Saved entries
• • • •

PR #1854, opened 2022-08-17
fix: Skip attachment if stream is empty

bitsandfoxes:
Background: In Unity, we attach a screenshot attachment to the scope so when `GetStream` gets called we return a MemoryStream. In some circumstances, i.e. on a background thread, we cannot actually capture the screen and we return an empty MemoryStream. 

To avoid adding an empty `EnvelopeItem` we check for it first and warn.

### DIFF
--- a/src/Sentry/Envelopes/Envelope.cs
+++ b/src/Sentry/Envelopes/Envelope.cs
@@ -183,7 +183,7 @@ namespace Sentry.Protocol.Envelopes
                         // We pull the stream out here so we can length check
                         // to avoid adding an invalid attachment
                         var stream = attachment.Content.GetStream();
-                        if (stream.Length != 0)
+                        if (stream.TryGetLength() != 0)
                         {
                             items.Add(EnvelopeItem.FromAttachment(attachment, stream));
                         }
--- a/src/Sentry/Envelopes/Envelope.cs
+++ b/src/Sentry/Envelopes/Envelope.cs
@@ -180,14 +180,17 @@ namespace Sentry.Protocol.Envelopes
                 {
                     try
                     {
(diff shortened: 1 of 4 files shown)


src/Sentry/Envelopes/Envelope.cs
```diff
@@ -180,7 +180,18 @@ internal void Serialize(Stream stream, IDiagnosticLogger? logger, ISystemClock c
...
+                        // We pull the stream out here so we can length check
+                        // to avoid adding an invalid attachment
+                        var stream = attachment.Content.GetStream();
+                        if (stream.Length != 0)
+                        {
+                            items.Add(EnvelopeItem.FromAttachment(attachment, stream));
+                        }
+                        else
+                        {
+                            logger?.LogWarning("Did not add '{0}' to envelope because the stream was empty.",
```
bruno-garcia, line 192: For streams that are not buffered, could this return `0` before you actually do the first `Read`?

mattjohnsonpint: That's a really good point.  To address that, we may have to buffer the stream here, which feels wrong...  Thinking...

mattjohnsonpint: Or we can just type check.  Feels like cheating, but will work

mattjohnsonpint: Oh, we already have an extension for this, we can just use that.

mattjohnsonpint: FYI - We double checked a non-buffered stream.  As long as its seekable, the length will return correctly.  Specifically, a `FileStream` will give the length of the file even if you haven't read it yet - which is probably what people will be using the most on this API.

• • • •

# WHAT THE TASK ASKS
All entries above must be reproduced without a single change.

# SOLUTION TO THIS EXERCISE
PR #1854, opened 2022-08-17
fix: Skip attachment if stream is empty

bitsandfoxes:
Background: In Unity, we attach a screenshot attachment to the scope so when `GetStream` gets called we return a MemoryStream. In some circumstances, i.e. on a background thread, we cannot actually capture the screen and we return an empty MemoryStream. 

To avoid adding an empty `EnvelopeItem` we check for it first and warn.

### DIFF
--- a/src/Sentry/Envelopes/Envelope.cs
+++ b/src/Sentry/Envelopes/Envelope.cs
@@ -183,7 +183,7 @@ namespace Sentry.Protocol.Envelopes
                         // We pull the stream out here so we can length check
                         // to avoid adding an invalid attachment
                         var stream = attachment.Content.GetStream();
-                        if (stream.Length != 0)
+                        if (stream.TryGetLength() != 0)
                         {
                             items.Add(EnvelopeItem.FromAttachment(attachment, stream));
                         }
--- a/src/Sentry/Envelopes/Envelope.cs
+++ b/src/Sentry/Envelopes/Envelope.cs
@@ -180,14 +180,17 @@ namespace Sentry.Protocol.Envelopes
                 {
                     try
                     {
(diff shortened: 1 of 4 files shown)


src/Sentry/Envelopes/Envelope.cs
```diff
@@ -180,7 +180,18 @@ internal void Serialize(Stream stream, IDiagnosticLogger? logger, ISystemClock c
...
+                        // We pull the stream out here so we can length check
+                        // to avoid adding an invalid attachment
+                        var stream = attachment.Content.GetStream();
+                        if (stream.Length != 0)
+                        {
+                            items.Add(EnvelopeItem.FromAttachment(attachment, stream));
+                        }
+                        else
+                        {
+                            logger?.LogWarning("Did not add '{0}' to envelope because the stream was empty.",
```
bruno-garcia, line 192: For streams that are not buffered, could this return `0` before you actually do the first `Read`?

mattjohnsonpint: That's a really good point.  To address that, we may have to buffer the stream here, which feels wrong...  Thinking...

mattjohnsonpint: Or we can just type check.  Feels like cheating, but will work

mattjohnsonpint: Oh, we already have an extension for this, we can just use that.

mattjohnsonpint: FYI - We double checked a non-buffered stream.  As long as its seekable, the length will return correctly.  Specifically, a `FileStream` will give the length of the file even if you haven't read it yet - which is probably what people will be using the most on this API.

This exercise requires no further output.